Your response should reproduce every line of the entries that contains the word "platforms".

Start of Block

Issue #478, opened 2020-08-28
"Include not found" for .csproj if the file has Update reference


sadikay:
If the `.csproj` file like below the analyzer fails and returns `[]` dependencies because of the `Update` reference in the last node.

```
  <ItemGroup>
    <PackageReference Include="Microsoft.AspNetCore" Version="1.1.1" />
    <PackageReference Include="Microsoft.AspNetCore.StaticFiles" Version="2.2.0" />
  </ItemGroup>

  <ItemGroup>
    <PackageReference Update="Microsoft.NETCore.App" Version="1.1.1" />
  </ItemGroup>
```

sadikay:
@katzj any update ?

PR #479, opened 2020-08-28
fix Update reference in .csproj #478

sadikay:
If the .csproj file has `Update` reference the analyzer fails. Because it expect only `Include` reference.

Error message: "Include not found"

Failure case
```
  <ItemGroup>
    <PackageReference Update="Microsoft.NETCore.App" Version="1.1.1" />
  </ItemGroup>
```

### DIFF
--- a/lib/bibliothecary/parsers/nuget.rb
+++ b/lib/bibliothecary/parsers/nuget.rb
@@ -91,7 +91,7 @@ module Bibliothecary
 
       def self.parse_csproj(file_contents)
         manifest = Ox.parse file_contents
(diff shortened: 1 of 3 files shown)


katzj:
What does an `Update` in the context of a PackageReference mean? It's not listed in the [docs](https://docs.microsoft.com/en-us/nuget/consume-packages/package-references-in-project-files)

sadikay:
Looks like a solution for version handling https://www.strathweb.com/2018/07/solution-wide-nuget-package-version-handling-with-msbuild-15/

djpowers (approved):
Realized I was able to resolve the merge conflict directly in the GitHub UI, thanks again!

PR #480, opened 2020-09-08
Ensure original requirement is returned when parsing yarn.lock files

johnbintz-tidelift:
This will help us match up what Yarn versions came from what package.json requirements.


lib/bibliothecary/parsers/npm.rb
```diff
@@ -70,6 +70,7 @@ def self.parse_yarn_lock(file_contents)
           {
             name: dep[:name],
             requirement: dep[:version],
+            original_requirement: dep[:requirement],
```
katzj, line 73: I'm getting a little hung up on the naming here and not loving this as it seems a little confusing. @jsonperl do you have any thoughts/suggestions?

katzj (commented):
I suspect we're going to need this in more parsers (python definitely has some logic where it looks like the same idea would apply) but it's probably reasonable to add as we go 

Definitely feels like at least 6.9.0 worthy

lib/bibliothecary/parsers/npm.rb
kbarrette: I have the feeling we already have a name for this in depci somewhere...

jsonperl: Hmm, so it's basically the requested version in the lockfile. lockfile_requirement?

katzj (approved):

jsonperl (approved):

PR #483, opened 2020-11-24
Parse a Resolved Dependencies json File for Go

mikeyoung85:


lib/bibliothecary/parsers/go.rb
```diff
@@ -140,6 +144,10 @@ def self.parse_go_sum(file_contents)
         deps.uniq
       end
 
+      def self.parse_go_resolved(file_contents)
+        JSON.parse(file_contents).map { |dep| { name: dep["Path"], requirement: dep["Version"], type: 'runtime' } }
```
katzj, line 148: I think we want to skip the ones that are `Main`

mikeyoung85: I'll add a filter in here

lib/bibliothecary/parsers/go.rb
```diff
@@ -140,6 +144,12 @@ def self.parse_go_sum(file_contents)
         deps.uniq
       end
 
+      def self.parse_go_resolved(file_contents)
+        JSON.parse(file_contents)
+          .select { |dep| dep["Main"] == "false" }
```
jsonperl, line 149: Shouldn't matter but maybe `dep["Main"] != "true"` ?

jsonperl (approved):
Wonderful! 🎉

jsonperl (changes requested):
Oh actually, don't forget a Version bump.

PR #491, opened 2021-03-16
Add tree parsing support to

mellisio:


lib/bibliothecary/parsers/maven.rb
```diff
@@ -148,6 +152,16 @@ def self.parse_maven_resolved(file_contents)
           .compact
           .uniq
       end
+      def self.parse_maven_tree(file_contents)
+        captures = file_contents.scan(/\s([\w\.-]+:[\w\.-]+:[\w\.-]+:[\w\.-]+:[a-zA-Z]+)/).flatten.uniq
```
jsonperl, line 156: I'm just gonna go ahead and trust this regex is correct ;)

jsonperl (approved):

lib/bibliothecary/parsers/maven.rb
tiegz: Should be able to replace the `\.`'s with `.` since you don't need to escape in character groups.

tiegz (approved):

PR #496, opened 2021-04-03
Add a tree parser for "npm ls --json" output.

tiegz:


lib/bibliothecary/parsers/npm.rb
```diff
@@ -22,6 +22,11 @@ def self.mapping
           match_filename("package-lock.json") => {
             kind: 'lockfile',
             parser: :parse_package_lock
+          },
+          # The output of `npm ls --json`
+          match_filename("npm-dependency-tree.json") => {
```
tiegz, line 27: I have half a mind to call this file `npm-ls.json` to match `npm-shrinkwrap.json`, but this matches the Maven tree filename.

katzj: I like calling it `npm-ls.json` fwiw

tiegz: Renamed ✅

jsonperl (approved):

PR #498, opened 2021-04-16
Add CircleCI config

tiegz:
I realized a spec from my last PR was broken and it wasn't failing checks. This adds the CircleCI config so we can turn that check on, and it also fixes my broken spec 🌞

### DIFF
--- a/lib/bibliothecary/version.rb
+++ b/lib/bibliothecary/version.rb
@@ -1,3 +1,3 @@
 module Bibliothecary
-  VERSION = "6.10.7"
+  VERSION = "6.10.8"
 end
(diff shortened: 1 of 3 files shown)


lib/bibliothecary/version.rb
```diff
@@ -1,3 +1,3 @@
 module Bibliothecary
-  VERSION = "6.10.7"
+  VERSION = "6.10.8"
```
jsonperl, line 2: Is this a vbump tho?

jsonperl (approved):

lib/bibliothecary/version.rb
tiegz: 🤷🏻‍♂️

PR #499, opened 2021-05-10
Add pip parsing to conda environment yaml files

jsonperl:
Trying out a bit of a hybrid approach where we rely on conda-parser for the primary conda bits, and then added some of the previous code back for parsing pip-in-conda dependencies. I have to dig in a little more here, because I don't think Bibliothecary#analyse_file should be producing an array. 

I'm wondering if we should have the pypi parser do this and figure out some way to let both parsers have at the file.

### DIFF
--- a/lib/bibliothecary.rb
+++ b/lib/bibliothecary.rb
@@ -21,8 +21,8 @@ module Bibliothecary
     runner.load_file_list(path)
   end
 
-  def self.init_package_manager(info)
-    runner.init_package_manager(info)
+  def self.applicable_package_managers(info)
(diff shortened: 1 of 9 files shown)


tyrelsouza:
>I don't think Bibliothecary#analyse_file should be producing an array.

I feel like I agree, I remember we added that to support something, and then ripping out pip support for conda we were able to make it a single object vs an array.

jsonperl:
This allows multiple environments to claim a single file as applicable. Now pypi can process environment.yml files if they happen to contain pypi packages.

PR #505, opened 2021-06-17
maven-dependency-tree.txt: prevent package name from being listed as a dep.

tiegz:
When parsing a `maven-dependency-tree.txt`, the first dep will be the package you're parsing. This skips that first dep so it's not counted as a dep of itself.

### DIFF
--- a/lib/bibliothecary/parsers/maven.rb
+++ b/lib/bibliothecary/parsers/maven.rb
@@ -152,9 +152,12 @@ module Bibliothecary
           .compact
           .uniq
       end
+
       def self.parse_maven_tree(file_contents)
         file_contents = file_contents.gsub(/\r\n?/, "\n")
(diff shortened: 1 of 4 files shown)


lib/bibliothecary/parsers/maven.rb
```diff
@@ -152,9 +152,12 @@ def self.parse_maven_resolved(file_contents)
           .compact
           .uniq
       end
+
       def self.parse_maven_tree(file_contents)
         file_contents = file_contents.gsub(/\r\n?/, "\n")
         captures = file_contents.scan(/^\[INFO\](?:(?:\+-)|\||(?:\\-)|\s)+((?:[\w\.-]+:)+[\w\.\-${}]+)/).flatten.uniq
+        captures.shift if captures.size > 1 # first dep line will be the package itself (unless we're only analyzing a single line)
```
tiegz, line 159: The `size > 1` constraint is because I've seen this method used to parse a single line.

jsonperl (approved):

PR #508, opened 2021-08-30
Add support for Drupal Composer repo by returning Drupal version.

tiegz:
Drupal has a Composer repository at `https://packages.drupal.org/{7,8}`, and most Drupal packages in a Composer manifest will point to that (versus Packagist). 

However, Drupal's repository uses a mapper that translates the semver that Composer asks for into Drupal-compatible versions, e.g. `8-x.2-1` (this example translates to version `2.1.0` that is compatible with Drupal 8).

This change returns the Drupal version instead of the semver version if the package is a Drupal one.

### Example composer.lock snippet:

```
        ...
        {
            "name": "drupal/allowed_formats",
            "version": "1.3.0",
            "source": {
                "type": "git",
                "url": "https://git.drupalcode.org/project/allowed_formats.git",
                "reference": "8.x-1.3"
            },
            ...
         }
         ...
```

After this change, Bibliothecary would return `{name: "drupal/allowed_formats", requirement: "1.3.0", drupal_requirement: "8.x-1.3", type: "runtime"}` from that ^.

https://app.clubhouse.io/tidelift/story/19449/libraries-add-drupal-repository-as-a-source-of-composer-files#activity-19459

### DIFF
--- a/lib/bibliothecary/parsers/packagist.rb
+++ b/lib/bibliothecary/parsers/packagist.rb
@@ -21,15 +21,17 @@ module Bibliothecary
       def self.parse_lockfile(file_contents)
         manifest = JSON.parse file_contents
         manifest.fetch('packages',[]).map do |dependency|
+          requirement = is_drupal_module(dependency) ? dependency.dig("source", "reference") : dependency["version"]
           {
             name: dependency["name"],
-            requirement: dependency["version"],
+            requirement: requirement,
             type: 'runtime'
           }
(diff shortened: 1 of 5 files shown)


tyrelsouza:
I feel like having BOTH makes sense from biblio. can we stiore the   8.x-2.x style and it be picked up? or will we only be ableto store the semver one?

tiegz:
@tyrelsouza I thinkkkk we could return the `source` field from the lockfile too, unless Bibliothecary turns out to be strict about which fields it returns.

PR #510, opened 2021-09-23
Match pip-tools' pip-compile output as a lockfile

tyrelsouza:


katzj (approved):
🔥

katzj:
Just to confirm, we only do the one parse pass and don't fall through to the next if the file happened to be named `requirements.txt`?

tyrelsouza:
That's the way it appears to me from running tests (otherwise it would end up lookin like a manifest?)

PR #513, opened 2021-09-24
[7.1.4] Parse files and contents with load_file_info_list_from_contents

tyrelsouza:


lib/bibliothecary/runner.rb
```diff
@@ -124,5 +134,16 @@ def ignored_dirs
...
+    private
+
+    def add_files_to_list(file_list, info)
+      applicable_package_managers(info).each do |package_manager|
+        file = info.dup
+        file.package_manager = package_manager
+
+        file_list.push(file)
+      end
+    end
```
tyrelsouza, line 147: this seems to work to refactor because ruby is pass by ref not pass by value?

lib/bibliothecary/runner.rb
```diff
@@ -42,6 +42,22 @@ def package_managers
       Bibliothecary::Parsers.constants.map{|c| Bibliothecary::Parsers.const_get(c) }.sort_by{|c| c.to_s.downcase }
     end
 
+    def load_file_info_list_from_files(files)
+      # Parses an array of format [{file_path: "", contents: ""},] to match
+      #  on both filename matches, and one content_match patterns.
+      file_list = []
+
+      files.each do |file|
+        info = FileInfo.new(nil, file[:file_path], file[:contents])
```
tyrelsouza, line 51: This is the MAIN change here, adding contents to come in here if we have the contents.

in the FileInfo stuff its read from a temp location, so setting here does all the checks properly.

tyrelsouza: everythgin else is just new methods to explicitly call this out
(vs just checking "is array of strings, vs is array of objects" shenanigans)

lib/bibliothecary/runner.rb
```diff
@@ -42,6 +42,22 @@ def package_managers
       Bibliothecary::Parsers.constants.map{|c| Bibliothecary::Parsers.const_get(c) }.sort_by{|c| c.to_s.downcase }
     end
 
+    def load_file_info_list_from_files(files)
```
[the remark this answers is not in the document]
tyrelsouza: Ah, where was _I_ wouldn't think files _wouldn't_. If we're leaving this to semantics, then I will defer to you and Tieg.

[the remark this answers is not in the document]
tiegz: Yeah, I actually had the same thought when I was looking at this earlier. I kinda like `load_file_info_list_with_contents` more, but `load_file_info_list_from_contents` makes sense bc it's consistent with the other method `load_file_info_list_from_paths`.

Thanks for including the docs below, btw!

tiegz (approved):

katzj (approved):

PR #514, opened 2021-09-27
PyPI - Parse the versions from requirement[extra]==version format 

tyrelsouza:


lib/bibliothecary/parsers/pypi.rb
```diff
@@ -4,7 +4,12 @@ class Pypi
       include Bibliothecary::Analyser
 
       INSTALL_REGEXP = /install_requires\s*=\s*\[([\s\S]*?)\]/
-      REQUIRE_REGEXP = /([a-zA-Z0-9]+[a-zA-Z0-9\-_\.]+)([><=\w\.,]+)?/
+
+      # Capture Group 1 is package.
+      # Optional Group 2 is [extras].
+      # Capture Group 3 is Version
+      REQUIRE_REGEXP = /([a-zA-Z0-9]+[a-zA-Z0-9\-_\.]+)(?:\[.*?\])*([><=\w\.,]+)?/
```
tyrelsouza, line 11: `(?:\[.*?\])*` is new between the match groups, as match group 2 that we ignore.

katzj (approved):

lib/bibliothecary/parsers/pypi.rb
```diff
@@ -160,7 +165,7 @@ def self.parse_setup_py(manifest)
           next unless match
           deps << {
             name: match[1],
-            requirement: match[2] || '*',
+            requirement: match[-1] || '*',
```
tyrelsouza, line 168: Sometimes we're len2 sometimes we're len3, so take last item.

PR #526, opened 2022-04-17
Adds support for gradle-kotlin-dependencies-q.txt

tiegz:
The new `gradle-kotlin-dependencies-q.txt` file will be the output of `gradle dependencies -q` on a `build.gradle.kts` file. 

It should be the same as the output from `build.gradle` AFAIK, but this uses a different name just in case there *are* differences, and also to denote that it came from a `build.gradle.kts` file.

(support for parsing `build.gradle.kts` is a bigger task and will come in a later PR)

### DIFF
--- a/spec/fixtures/gradle-kotlin-dependencies-q.txt
+++ b/spec/fixtures/gradle-kotlin-dependencies-q.txt
@@ -1,0 +1,312 @@
+
+------------------------------------------------------------
+Project ':app'
+------------------------------------------------------------
+
+annotationProcessor - Annotation processors and their dependencies for source set 'main'.
+No dependencies
+
+api - API dependencies for compilation 'main' (target  (jvm)). (n)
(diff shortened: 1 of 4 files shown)


spec/fixtures/gradle-kotlin-dependencies-q.txt
```diff
@@ -0,0 +1,312 @@
+
```
tiegz, line 1: FTR, this file was generated via `gradle init`, and selecting a Kotlin application with the Kotlin gradle DSL.

tiegz:
I'm rethinking this now -- maybe it's fine to just use `gradle-dependencies-q.txt` for both Groovy and Kotlin output. Anyone have thoughts?

tiegz:
Yeah, I should probably use the same file name. Going to open up another PR

PR #529, opened 2022-04-22
[8.0.0] Add CycloneDX support

johnbintz-tidelift:
I ran the new code against these sets of SBOMs and everything appeared to parse correctly, or at least parsed without error:

* https://github.com/CycloneDX/bom-examples/tree/master/SBOM
* https://github.com/sonatype-nexus-community/cyclonedx-sbom-examples


havocp:
I remember the "multiple platforms in a file" problem having some significant complexity (the dependencies.csv parser sort of punts on it for some reason).

I can't look at this in detail for an hour or two but would like to understand that aspect.

There was a more comprehensive support for multiple platforms that was added and then reverted historically.

johnbintz-tidelift:
@havocp I reworked the approach I was using to make it so you include (well, extend) a Parser with the CycloneDX parser and then all the CycloneDX bits are added to the individual parsers. This means that, right now, when parsing a CycloneDX file, there's a bunch of matching plartforms that are totally blank.

lib/bibliothecary/analyser.rb
```diff
@@ -24,6 +24,7 @@ def self.create_analysis(platform_name, relative_path, kind, dependencies)
     def self.included(base)
       base.extend(ClassMethods)
     end
+
     module ClassMethods
       def generic?
         platform_name == "generic"
```
havocp, line 30: I'm not sure when this "generic?" predicate is used if at all, but I wonder whether when it's used, someone would be expecting it to also match cyclonedx. It's possible I added it thinking it would enable special-casing a multi-platform dependencies.csv and then ended up not succeeding in using this.

lib/bibliothecary/multi_parsers/cyclonedx.rb
```diff
@@ -0,0 +1,131 @@
...
+          purl = PackageURL.parse(component["purl"])
+
+          obj << purl
+        end
+
+        entries[platform_name.to_sym]
+      end
+
+      def parse_cyclonedx_xml(file_contents)
+        manifest = Ox.parse(file_contents)
```
havocp, line 106: we're going to end up parsing the json or xml a dozen times I think? (once per platform?)
Any ideas how we could avoid that?

I think the approach here seems reasonable except for that performance hit seems sort of bad.

lib/bibliothecary/analyser.rb
havocp: so one option could be (maybe in its own PR) make dependencies.csv work the same as cyclonedx does now and drop this "generic " idea.

johnbintz-tidelift:
@havocp I rearranged a bunch of furniture to help me understand the data flows, renamed a bunch of things for improved consistency, and implemented caching within `Bibliothecary::Runner`.

spec/parsers/maven_spec.rb
```diff
@@ -308,23 +310,27 @@
     expect(described_class.match?(fixture_path('ivy_reports/invalid_syntax.xml'))).to be_falsey
   end
 
-  it 'uses parent properties during resolve' do
-    parent_props = {"bibliothecary.version"=>"9.9.9"}
-    deps = described_class.parse_pom_manifest(load_fixture('pom.xml'), parent_props)
+  xdescribe 'parent properties' do
+    # TODO: This parent properties feature doesn't seem to be used anywhere
+    # in the codebase. Is it needed?
```
havocp, line 315: I wonder if this spec fails if you set `parent_props={}`, that could clarify whether it's actually doing anything?

lib/bibliothecary/multi_parsers/cyclonedx.rb
```diff
@@ -85,7 +85,11 @@ def self.mapping
       end
 
       def parse_cyclonedx_json(file_contents, options: {})
-        manifest = JSON.parse(file_contents)
+        manifest = nil
+
+        manifest = try_cache(options, :cyclonedx_json) do
```
havocp, line 91: is `options` shared among multiple files? Should the cache key have the path in it?

havocp (commented):
Nice to see some cleanup here! I'd want to be sure we can parse multiple cyclonedx files in a single file tree; that's the only substantive comment I think.
Like foo/cyclonedx.xml and bar/cyclonedx.xml both passed in at once.

lib/bibliothecary/multi_parsers/ruby_manifest.rb
```diff
@@ -0,0 +1,20 @@
+module Bibliothecary
+  module MultiParsers
+    module RubyManifest
```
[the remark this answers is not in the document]
johnbintz-tidelift: Done and I renamed the file as well.

havocp (approved):

havocp (approved):

johnbintz-tidelift:
I see what's going on with the pom stuff. There's a parsing method that's doing double duty (acting as a target for `parse_file` and also being called by something else) and the something else is adding the parent properties. I'll get that cleaned up.

johnbintz-tidelift:
OK I found this: https://github.com/librariesio/libraries.io/blob/e970925aade2596a03268b6e1be785eba8502c62/app/models/package_manager/maven.rb#L129

A direct call to parse_pom_manifest in Libraries. I'll shuffle some things around to make sure Libraries won't break when I update this.

lib/bibliothecary/parsers/maven.rb
```diff
@@ -197,10 +197,13 @@ def self.parse_resolved_dep_line(line)
         }
       end
 
-      def self.parse_pom_manifest(file_contents, options: {})
-        # TODO: is this even used?
-        parent_properties = {}
+      def self.parse_standalone_pom_manifest(file_contents, options: ())
```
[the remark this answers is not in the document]
johnbintz-tidelift: No that is a typo.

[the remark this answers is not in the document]
havocp: ruby does seem to accept it as nil, maybe some kind of nod to lisp :-)

havocp (approved):

PR #532, opened 2022-04-29
[8.2.0] Implements a super-simple build.gradle.kts parser.

tiegz:
Adds a super simplified parser for `build.gradle.kts` files using regexes.

Deps like this **will be caught**:

```
dependencies { 
    implementation("com.google.guava:guava")
    implementation("com.google.guava:guava:30.1.1-jre")
}
```

Deps like these **will not be caught**:

```
dependencies {
      "implementation"("org.jetbrains.kotlin:kotlin-bom")
      implementation(project(SomeClass.SOME_CONSTANT))
      implementation(platform("org.jetbrains.kotlin:kotlin-bom"))
      implementation(group = "org.jetbrains.kotlin", name = "kotlin-bom", version = "1.2.3")
      implementation(npm("text-encoding", "0.7.0"))
      "js"("jquery:jquery:3.2.1@js")
}
```


spec/fixtures/build.gradle.kts
```diff
@@ -1,122 +1,42 @@
 /*
- * Copyright 2014 Google Inc.
```
tiegz, line 2: This was a `build.gradle` file that I basically added parentheses to, but then realized that kotlin's differences are much more nuanced, so I swapped the file with a basic boilerplate `build.gradle.kts`.

johnbintz-tidelift:
Not related to this PR but to manifest parsing in general: what approach do we want to take when we get more complex in our parsing? Something like [EBNF](https://github.com/dryruby/ebnf)? (And if we get lucky, could we find existing grammars to use for these)

lib/bibliothecary/parsers/maven.rb
```diff
@@ -236,8 +247,17 @@ def self.parse_gradle(file_contents, options: {})
...
-        []
+        file_contents
+          .scan(GRADLE_KTS_SIMPLE_REGEX)                                                   # match 'implementation("group:artifactId:version")'
+          .map { |(_type, dep_match)| GRADLE_KTS_GAV_REGEX.match(dep_match) }              # extract ["group", "artifactId", ?"version"]
+          .reject { |gav_match| gav_match.nil? || gav_match[1].nil? || gav_match[2].nil? } # remove any with missing group/artifactId
+          .map { |gav_match|
+            {
+              name: [gav_match[1], gav_match[2]].join(":"),
+              requirement: gav_match[3] || "*",
+              type: nil # TODO: we may be able to infer dep tyeps using the _type var above.
```
johnbintz-tidelift, line 258:
```suggestion
              type: nil # TODO: we may be able to infer dep types using the _type var above.
```

tiegz:
(I could also add some of the not-supported cases I added above into the regexp if anyone thinks it's worth it, but I just didn't need them for my use case right now)

johnbintz-tidelift (approved):

PR #805, opened 2020-05-06
drop error event for some environment

testforstephen:

### DIFF
--- a/src/logger.ts
+++ b/src/logger.ts
@@ -28,11 +28,7 @@ class Logger implements vscode.Disposable {
                 aiKey: extensionPackage.aiKey,
             };
             if (packageInfo.aiKey) {
-                this.reporter = new TelemetryReporter(packageInfo.name, packageInfo.version, packageInfo.aiKey);
-                if (firstParty) {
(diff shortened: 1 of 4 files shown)


src/logger.ts
```diff
@@ -29,6 +29,10 @@ class Logger implements vscode.Disposable {
             };
             if (packageInfo.aiKey) {
                 this.reporter = new TelemetryReporter(packageInfo.name, packageInfo.version, packageInfo.aiKey);
+                if (firstParty) {
+                    // @ts-ignore
+                    this.reporter.firstParty = firstParty;
```
Eskibear, line 34: new constructor in latest `vscode-extension-telemetry`, don't have to do such trick.

Eskibear: https://github.com/microsoft/vscode-extension-telemetry/commit/2fd787af0f317712cf982dfa5e00d38b5ef12f37#diff-90dddd74ec13ca1b38d1ae386ebc56f6R28-R30

testforstephen: nice catch!

PR #828, opened 2020-06-08
Auto enable -XX:+ShowCodeDetailsInExceptionMessages for java 14 apps

### LINKED ISSUE #797: Automatically add -XX:+ShowCodeDetailsInExceptionMessages to launch configurations
When a program is launched with Java 14, it might be useful to automatically add `-XX:+ShowCodeDetailsInExceptionMessages` to the vmArgs, so that NPEs provide better troubleshooting informations. See https://www.baeldung.com/java-14-nullpointerexception for more details.

The flag should be added dynamically during launch, if not already present in the launch.json's "vmArgs" option. Better not generate the launch.json with the flag directly in it, as things will go wrong if the project's JDK version changes:
> Unrecognized VM option 'ShowCodeDetailsInExceptionMessages'
Error: Could not create the Java Virtual Machine.
Error: A fatal exception has occurred. Program will exit.

This enhanced behavior could be disabled with a new setting.

testforstephen:

Fix #797

### DIFF
--- a/src/configurationProvider.ts
+++ b/src/configurationProvider.ts
@@ -11,7 +11,7 @@ import * as anchor from "./anchor";
 import { buildWorkspace } from "./build";
 import * as commands from "./commands";
 import * as lsPlugin from "./languageServerPlugin";
-import { detectLaunchCommandStyle, validateRuntime } from "./launchCommand";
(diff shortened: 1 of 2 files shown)


testforstephen:
Sample:
```java
System.out.println(person.getProfile().getEmail());
```

Before:
image

After:
image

End of Block

• Written response:
I remember the "multiple platforms in a file" problem having some significant complexity (the dependencies.csv parser sort of punts on it for some reason).
There was a more comprehensive support for multiple platforms that was added and then reverted historically.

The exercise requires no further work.